(Source records)
PR #1944, opened 2024-02-16
Automate regression updates

APJansen:
# Aim

Be able to add a red-regressions label and have the regressions be recomputed in the CI and automatically committed.

# Status

It seems to be working for the extra regression tests, the result of the workflow applied to this PR as a test is the commit [d142744](https://github.com/NNPDF/nnpdf/pull/1944/commits/d142744692b9962e9ce60a6edfaab3cfec79db18)

I don't know about the fitbot, if we want to automate that too I guess it would be a different workflow but using the same label. And what would need to be updated exactly? The developing_weights are a starting point, so I assume those stay the same. Would you want to update the reference fit that it compares against?

Also, I expected the bot's push to trigger the other tests again, but it seems this doesn't happen. I don't know if that's necessary or not.

### DIFF
--- a/.github/workflows/redo_regressions.yml
+++ b/.github/workflows/redo_regressions.yml
@@ -27,6 +27,10 @@ jobs:
       NNPDF_SSH_KEY: ${{ secrets.NNPDF_SSH_KEY }}
     steps:
     - uses: actions/checkout@v4
+      with:
+        fetch-depth: 0
+        ref: ${{ github.event.pull_request.head.ref }}
+
     - uses: conda-incubator/setup-miniconda@v3
       with:
         python-version: ${{ matrix.python-version }}
--- a/.github/workflows/redo_regressions.yml
+++ b/.github/workflows/redo_regressions.yml
@@ -1,0 +1,60 @@
+name: Redo regressions
+
+# start job only for PRs when a label is added.
+on:
+  pull_request:
+    types: [labeled]
+
+# some general variables
+env:
+  # https://keras.io/getting_started/faq/#how-can-i-obtain-reproducible-results-using-keras-during-development
+  PYTHONHASHSEED: "0"
+
+jobs:
+  build:
+    if: contains(github.event.pull_request.labels.*.name, 'redo-regressions')
+    strategy:
+      matrix:
+        os: [ubuntu-latest]
+        python-version: ["3.11"]
+        include:
+          - os: ubuntu-latest
+            CONDA_OS: linux-64
+      fail-fast: false
+    runs-on: ${{ matrix.os }}
+    env:
+      NETRC_FILE: ${{ secrets.NETRC_FILE }}
+      NNPDF_SSH_KEY: ${{ secrets.NNPDF_SSH_KEY }}
+    steps:
+    - uses: actions/checkout@v4
+    - uses: conda-incubator/setup-miniconda@v3
+      with:
+        python-version: ${{ matrix.python-version }}
+        use-mamba: true
+        auto-update-conda: true
+        activate-environment: test
+    - name: Setup conda and install LHAPDF and pandoc
+      shell: bash -l {0}
+      run: |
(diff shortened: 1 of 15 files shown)


n3fit/src/n3fit/tests/test_fit.py
```diff
@@ -86,7 +86,7 @@ def check_fit_results(
     if regenerate:
         shutil.copy2(new_expgrid_file, old_expgrid_file)
         shutil.copy2(new_json_file, regression_json)
-        raise FileNotFoundError("Regression test regenerated, no files to check against")
+        return
```
scarlehoff, line 89:
```suggestion
```

If doing it in this way we might as well let it continue and check that the files are readable.

.github/workflows/redo_regressions.yml
```diff
@@ -0,0 +1,64 @@
...
+      shell: bash -l {0}
+      run: |
+        pytest extra_tests/regression_checks.py --regenerate True
+    - name: Commit
+      shell: bash -l {0}
+      run: |
+        git config user.name "Redo regressions bot"
+        git add extra_tests/regression_fits/*
+        git status
+        git commit -m "Automatically regenerated regressions."
```
scarlehoff, line 63: Please, add in the commit message the branch name, and PR

scarlehoff:
Thanks!

I think git bot commits cannot trigger again the checks. Let's see whether having the previous check is enough for the branch rules to consider the branch as ok.

Also, I like that we will basically have a `redo-regression` tag that would allow to quickly know whether they were regenerated in a particular branch!

.github/workflows/redo_regressions.yml
```diff
@@ -0,0 +1,64 @@
...
+        pip install .[qed,tests]
+    - name: Regenerate regressions
+      shell: bash -l {0}
+      run: |
+        pytest extra_tests/regression_checks.py --regenerate True
+    - name: Commit
+      shell: bash -l {0}
+      run: |
+        git config user.name "Redo regressions bot"
+        git add extra_tests/regression_fits/*
```
scarlehoff, line 61:
```suggestion
        git add extra_tests/regression_fits/*.json extra_tests/regression_fits/*.exportgrid 
```

Just to make the scope much more specific.

Interesting that the `.exportgrid` didn't change for any of the fits while the integrability and arc-lenghts did. arc-length changes are due to scipy's integrate module, fine, but the integrability surprises me.

APJansen:
> Interesting that the .exportgrid didn't change for any of the fits while the integrability and arc-lenghts did. arc-length changes are due to scipy's integrate module, fine, but the integrability surprises me.

They just changed again, so there is still some source of randomness somewhere. Not really an issue though I think, changes are very small.

scarlehoff:
Yes, sure. I'm just surprised that integrability changed while the `.exportgrid` (which contains hundreds of values) didn't. 

The integrability asks the NN for a bunch of points and sums them together, while the `.exportgrid` asks the NN for hundreds of values...

 (in any case I agree, it doesn't really matter. I just found it curious).

.github/workflows/redo_regressions.yml
APJansen: done!

APJansen:
> Yes, sure. I'm just surprised that integrability changed while the .exportgrid (which contains hundreds of values) didn't.

To be sure everythings ok I checked that if I run it locally, those do get changed.

What about the fit-bot?

APJansen:
> They just changed again, so there is still some source of randomness somewhere. Not really an issue though I think, changes are very small.

Actually that's not true, looking a bit more carefully, only the timings changed now.

scarlehoff:
What do you mean?

scarlehoff:
Ah, no, don't update the fitbot like this.
That's a more conscious choice (and it's really just changing the reference in the workflow, nothing needs to be rerun)

APJansen:
Ok, then this is done I think? I just rebased to master.

RoyStegeman:
Thanks! This is nice!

Work required:
Using the records above, copy every line that has the word "randomness" in it.

Task output:
They just changed again, so there is still some source of randomness somewhere. Not really an issue though I think, changes are very small.
> They just changed again, so there is still some source of randomness somewhere. Not really an issue though I think, changes are very small.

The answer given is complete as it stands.